- _Work item_:
The answer should contain every record below, output exactly.

- _Dataset excerpts_:
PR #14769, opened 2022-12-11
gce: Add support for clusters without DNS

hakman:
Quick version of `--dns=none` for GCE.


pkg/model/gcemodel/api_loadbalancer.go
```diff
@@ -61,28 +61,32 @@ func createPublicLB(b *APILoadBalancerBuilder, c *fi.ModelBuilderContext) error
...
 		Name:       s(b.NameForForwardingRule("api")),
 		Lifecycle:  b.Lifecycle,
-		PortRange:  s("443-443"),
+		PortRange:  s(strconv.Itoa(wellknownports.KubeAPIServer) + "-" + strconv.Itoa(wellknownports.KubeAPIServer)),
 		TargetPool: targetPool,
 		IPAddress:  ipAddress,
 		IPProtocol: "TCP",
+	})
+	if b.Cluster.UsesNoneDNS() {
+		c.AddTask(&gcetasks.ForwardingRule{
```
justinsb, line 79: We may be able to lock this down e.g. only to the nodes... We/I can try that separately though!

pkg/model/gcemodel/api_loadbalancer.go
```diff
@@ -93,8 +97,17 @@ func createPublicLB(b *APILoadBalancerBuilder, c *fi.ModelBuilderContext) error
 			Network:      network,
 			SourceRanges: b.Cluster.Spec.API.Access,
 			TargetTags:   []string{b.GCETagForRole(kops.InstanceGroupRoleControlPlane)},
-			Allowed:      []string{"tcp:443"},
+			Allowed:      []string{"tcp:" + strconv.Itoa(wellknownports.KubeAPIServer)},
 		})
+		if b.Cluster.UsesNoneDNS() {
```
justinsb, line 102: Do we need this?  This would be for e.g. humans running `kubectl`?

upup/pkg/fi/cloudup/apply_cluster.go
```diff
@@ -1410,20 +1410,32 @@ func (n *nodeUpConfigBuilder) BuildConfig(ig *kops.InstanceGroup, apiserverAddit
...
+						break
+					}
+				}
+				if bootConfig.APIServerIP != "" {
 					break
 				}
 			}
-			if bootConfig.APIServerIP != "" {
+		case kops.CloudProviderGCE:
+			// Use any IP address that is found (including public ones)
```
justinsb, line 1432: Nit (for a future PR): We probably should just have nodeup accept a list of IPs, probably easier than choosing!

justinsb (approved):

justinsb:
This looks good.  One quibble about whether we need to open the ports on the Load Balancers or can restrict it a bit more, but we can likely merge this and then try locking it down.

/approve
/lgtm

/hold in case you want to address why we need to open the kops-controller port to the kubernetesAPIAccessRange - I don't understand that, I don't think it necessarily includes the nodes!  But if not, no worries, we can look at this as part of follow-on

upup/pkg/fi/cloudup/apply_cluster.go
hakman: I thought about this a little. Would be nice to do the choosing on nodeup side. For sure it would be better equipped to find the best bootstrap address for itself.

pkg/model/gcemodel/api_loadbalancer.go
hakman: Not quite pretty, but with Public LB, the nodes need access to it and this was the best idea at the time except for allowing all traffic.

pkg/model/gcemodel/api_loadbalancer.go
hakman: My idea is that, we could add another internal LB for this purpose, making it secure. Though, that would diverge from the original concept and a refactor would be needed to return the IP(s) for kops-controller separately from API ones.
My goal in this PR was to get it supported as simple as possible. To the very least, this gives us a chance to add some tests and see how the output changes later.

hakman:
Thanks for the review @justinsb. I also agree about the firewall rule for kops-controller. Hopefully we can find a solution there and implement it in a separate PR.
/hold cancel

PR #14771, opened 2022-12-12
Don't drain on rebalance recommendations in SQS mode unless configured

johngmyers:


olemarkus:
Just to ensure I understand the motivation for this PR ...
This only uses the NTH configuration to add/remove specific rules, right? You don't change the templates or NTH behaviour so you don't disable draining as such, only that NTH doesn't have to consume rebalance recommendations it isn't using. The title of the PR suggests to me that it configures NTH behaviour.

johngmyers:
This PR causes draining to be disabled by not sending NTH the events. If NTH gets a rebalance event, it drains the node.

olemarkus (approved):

- _Answer for this exercise_:
PR #14769, opened 2022-12-11
gce: Add support for clusters without DNS

hakman:
Quick version of `--dns=none` for GCE.


pkg/model/gcemodel/api_loadbalancer.go
```diff
@@ -61,28 +61,32 @@ func createPublicLB(b *APILoadBalancerBuilder, c *fi.ModelBuilderContext) error
...
 		Name:       s(b.NameForForwardingRule("api")),
 		Lifecycle:  b.Lifecycle,
-		PortRange:  s("443-443"),
+		PortRange:  s(strconv.Itoa(wellknownports.KubeAPIServer) + "-" + strconv.Itoa(wellknownports.KubeAPIServer)),
 		TargetPool: targetPool,
 		IPAddress:  ipAddress,
 		IPProtocol: "TCP",
+	})
+	if b.Cluster.UsesNoneDNS() {
+		c.AddTask(&gcetasks.ForwardingRule{
```
justinsb, line 79: We may be able to lock this down e.g. only to the nodes... We/I can try that separately though!

pkg/model/gcemodel/api_loadbalancer.go
```diff
@@ -93,8 +97,17 @@ func createPublicLB(b *APILoadBalancerBuilder, c *fi.ModelBuilderContext) error
 			Network:      network,
 			SourceRanges: b.Cluster.Spec.API.Access,
 			TargetTags:   []string{b.GCETagForRole(kops.InstanceGroupRoleControlPlane)},
-			Allowed:      []string{"tcp:443"},
+			Allowed:      []string{"tcp:" + strconv.Itoa(wellknownports.KubeAPIServer)},
 		})
+		if b.Cluster.UsesNoneDNS() {
```
justinsb, line 102: Do we need this?  This would be for e.g. humans running `kubectl`?

upup/pkg/fi/cloudup/apply_cluster.go
```diff
@@ -1410,20 +1410,32 @@ func (n *nodeUpConfigBuilder) BuildConfig(ig *kops.InstanceGroup, apiserverAddit
...
+						break
+					}
+				}
+				if bootConfig.APIServerIP != "" {
 					break
 				}
 			}
-			if bootConfig.APIServerIP != "" {
+		case kops.CloudProviderGCE:
+			// Use any IP address that is found (including public ones)
```
justinsb, line 1432: Nit (for a future PR): We probably should just have nodeup accept a list of IPs, probably easier than choosing!

justinsb (approved):

justinsb:
This looks good.  One quibble about whether we need to open the ports on the Load Balancers or can restrict it a bit more, but we can likely merge this and then try locking it down.

/approve
/lgtm

/hold in case you want to address why we need to open the kops-controller port to the kubernetesAPIAccessRange - I don't understand that, I don't think it necessarily includes the nodes!  But if not, no worries, we can look at this as part of follow-on

upup/pkg/fi/cloudup/apply_cluster.go
hakman: I thought about this a little. Would be nice to do the choosing on nodeup side. For sure it would be better equipped to find the best bootstrap address for itself.

pkg/model/gcemodel/api_loadbalancer.go
hakman: Not quite pretty, but with Public LB, the nodes need access to it and this was the best idea at the time except for allowing all traffic.

pkg/model/gcemodel/api_loadbalancer.go
hakman: My idea is that, we could add another internal LB for this purpose, making it secure. Though, that would diverge from the original concept and a refactor would be needed to return the IP(s) for kops-controller separately from API ones.
My goal in this PR was to get it supported as simple as possible. To the very least, this gives us a chance to add some tests and see how the output changes later.

hakman:
Thanks for the review @justinsb. I also agree about the firewall rule for kops-controller. Hopefully we can find a solution there and implement it in a separate PR.
/hold cancel

PR #14771, opened 2022-12-12
Don't drain on rebalance recommendations in SQS mode unless configured

johngmyers:


olemarkus:
Just to ensure I understand the motivation for this PR ...
This only uses the NTH configuration to add/remove specific rules, right? You don't change the templates or NTH behaviour so you don't disable draining as such, only that NTH doesn't have to consume rebalance recommendations it isn't using. The title of the PR suggests to me that it configures NTH behaviour.

johngmyers:
This PR causes draining to be disabled by not sending NTH the events. If NTH gets a rebalance event, it drains the node.

olemarkus (approved):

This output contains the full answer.